Journal of Rock Mechanics and Geotechnical Engineering (Jun 2024)
Multi-layer perceptron-based data-driven multiscale modelling of granular materials with a novel Frobenius norm-based internal variable
Abstract
One objective of developing machine learning (ML)-based material models is to integrate them with well-established numerical methods to solve boundary value problems (BVPs). In the family of ML models, recurrent neural networks (RNNs) have been extensively applied to capture history-dependent constitutive responses of granular materials, but these multiple-step-based neural networks are neither sufficiently efficient nor aligned with the standard finite element method (FEM). Single-step-based neural networks like the multi-layer perceptron (MLP) are an alternative to bypass the above issues but have to introduce some internal variables to encode complex loading histories.
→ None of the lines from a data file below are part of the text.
PR #7237, opened 2024-02-18
feat: enable multithreading on Dart/shelf

Tienisto:
Dart is by default single-threaded (similar to Node.js).
In production, this is not a problem because you can just spin up a docker container for every cpu core.
Here, the new threads are started inside a single program directly.


waghanza (commented):
Could the main function be located in a different file ? I mean like `cluster.js` and `app.js` for `elysia` in javascript

Tienisto:
I have extracted this to `cluster.dart`. `cluster.dart` should be executed instead (I don't know if this is automatically inferred or if something should be configured)

waghanza:
Maybe you should move all dart files in a `bin` directory, and specify 
```yaml
executables:
```
in `pubspec.yaml`

and modify `- "**/*.dart"` for `- "bin/**/*.dart"` in `dart/config.yaml`

Tienisto:
I made some changes so that most cluster is in the extra file while keeping the main file executable.

The problem is that in https://github.com/the-benchmarker/web-frameworks/blob/a0a635b30c48f17cfe699bc25117792151f4f752/dart/Dockerfile#L17
we specifiy the file that should be compiled `RUN dart compile exe server.dart -o server`.

waghanza:
You can change the compilation line then, and use the same technique for the other dart framework

waghanza:
Can you do the same for `spry` ?

cc @medz

Tienisto:
Done

medz:
> Can you do the same for `spry` ?
> 
> cc @medz

Maybe or not, it depends on whether `dart:io` supports it.

Spry doesn't have its own pattern, its purpose is to extend `dart:io` and I focus on the Dart backend, but I've never tried anything like this. (Because my docker only has one CPU core)

It's optional for me, but if shelf is OK, spry is OK too. That depends on @Tienisto. Because both shelf and spry are developed based on `dart:io`'s HttpServer.

medz:
Perhaps, I think this should be tried with other single-process frameworks as well.

cc @waghanza

Tienisto:
`dart:io` supports scaling. That's why there is a `shared` parameter. It was designed specifically for this purpose

waghanza (approved):

waghanza:
Published @Tienisto 🎉 

https://web-frameworks-benchmark.netlify.app/result?l=dart

PR #7272, opened 2024-03-01
Update to Hanami 2.1.0

timriley:
In #7260 and #7261, Renovate attempted to update the hanami and hanami-router gems to 2.1.0 _separately._

However, Hanami 2.1 requires these gems to be updated _together._

In this PR, I'm updating both gems, which should see the Hanami tests continue to pass.

Thanks for giving me a heads up, @waghanza!

### DIFF
--- a/ruby/hanami/Gemfile
+++ b/ruby/hanami/Gemfile
@@ -1,4 +1,4 @@
 source 'https://rubygems.org'
 
-gem 'hanami', '~> 2.0.0'
-gem 'hanami-router', '~> 2.0.0'
+gem 'hanami', '~> 2.1.0'
+gem 'hanami-router', '~> 2.1.0'


waghanza:
Could you update hanami-api also please @timriley ?

waghanza (approved):

waghanza:
I have seen that hanami-api keep its version, 0.3.0

I have another question, should not be hanami-router a dependency of hanami? In which case hanami could be used without a router ?

timriley:
> should not be hanami-router a dependency of hanami? In which case hanami could be used without a router?

It's a good question! With 2.0, one important aspect of Hanami's design is that it's no longer strictly a web framework — all the web-specific parts are now optional, which means you can use Hanami to manage apps of all kinds, such as CLI tools, chatbots, stream consumers, serverless functions and so on. And in doing this, you still get all the power and conveniences of Hanami's containers, components, environments, settings, providers, interactive console and modular slices.

In this way, I see Hanami v2 as an “everything framework.”

I expect web will remain a major use case for Hanami, but we want to make the framework as flexible as possible. This is why we can't put a hard dependency on hanami-router from hanami: because there are valid reasons to use just the "hanami" gem only.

In this work, one novel Frobenius norm-based internal variable, together with the Fourier layer and residual architecture-enhanced MLP model, is crafted to replicate the history-dependent constitutive features of representative volume element (RVE) for granular materials. The obtained ML models are then seamlessly embedded into the FEM to solve the BVP of a biaxial compression case and a rigid strip footing case. The obtained solutions are comparable to results from the FEM-DEM multiscale modelling but achieve significantly improved efficiency. The results demonstrate the applicability of the proposed internal variable in enabling MLP to capture highly nonlinear constitutive responses of granular materials.